Qigong Impacted by Taoism & Buddhism
Followers of Taoism and Buddhism promoted a deeper understanding of chi circulation and development of more efficient qigong (a.k.a. chi kung) exercises in their search for immortality. Thus religion earmarked the second period of major development, dated between 206 B.C. and 502 A.D. during the Han through to the beginning of the Liang dynastic reign.
The Han Dynasty was singularly peaceful, its emperor was Buddhist and therefore influential in the building of temples, research into Buddhist practices and the spreading of religious doctrine. Thus, many meditation and qigong (a.k.a. chi kung) techniques practiced in Buddhism that originated in India gradually made its way into Chinese culture.
Qigong and other yogic practices that had deep roots in India were just being introduced into China for the first time. Because many of the practices in Buddhism were taught for the purpose of reaching Buddhahood, these religious qigong practices were kept secret and taught only to reclusive Buddhist ascetics in monastic isolation.
Up until now Taoism was essentially a philosophy that had very little to do with religious beliefs. However, not long after Buddhism was brought over from India to China, Taoist recluse Zhang Dao-Ling combined traditional Taoist principles with Buddhist teachings and created the religious Taoism, now known as Dao Jiao.
Like other Taoists, Zhang Dao-Ling promised physical immortality through meditation and other qigong practices, but unlike others, he stressed the importance of religious aspects, including the many meditation practices and principles that were borrowed from both Buddhist and Taoist sources.Taoism as a religion quickly took hold and made its own impact on qigong practices.
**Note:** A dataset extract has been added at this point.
Issue #2559, opened 2016-01-03
Page does not scroll


friksa:
Using Safari 9.0.2 on OS X 10.11.2 (latest versions)

1) go to http://www.getmdl.io/styles/index.html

Another influence on qigong was the Tibetan branch of Buddhism. It had its own training system and methods of attaining Buddhahood. When Tibetan priests were invited to China to preach their branch of religion, their yogic practices were also absorbed into qigong methods.
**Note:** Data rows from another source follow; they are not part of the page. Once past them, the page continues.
PR #3591, opened 2016-01-12
Add missing closing tags on polygon svg elements

jirkadanek:


Garbee:
Cc @surma for review since they just went over these again.

surma:
Good catch. Thanks @jirkadanek :)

Secular Versus Religious Qigong Influences
Besides Buddhist and Taoist impact on qigong, secular scholars and medical practitioners continued their research into maintaining and improving health.
Sometime around the third or fourth century A.D., a manual called the Taiqing Zhenren Luming Jue (Methods of a Longevity for Persons of Greatest Virtue) was published. In it were qigong techniques that emphasized visualization of cun wu shou (Five Beasts) representing spirits of the body. Visualizing these beasts traveling through the viscera was a method for circulating and improving the flow of chi.
Two other manuals also surfaced at this time: the Xian Dao Jing (Exposition of the Tao), and the Taiqing Daoyin Yangsheng Jing (Treatise of Great Purity on Gymnastics and Nurturing Vitality. The first manual taught techniques that emphasized fasting as a way to promote health and extend life.
The second manuscript consisted of a set of gymnastic and breathing techniques, including those belonging to the Taoist religion, and schools of so-called immortals of antiquity: Chi Song, Ning Feng , Peng Zi and Wang Qiao.
Dated just before 255 A.D. is also the Taishang Huangting Waijing Yujing (Precious Book of the External Landscape of the Yellow Court). Considered the original text of Huangting Jing (Scripture of the Yellow Court) it describes human physiology as housing internal
divinities according to prevailing Taoist beliefs, as well as internal alchemy movements through meditation and breathing techniques.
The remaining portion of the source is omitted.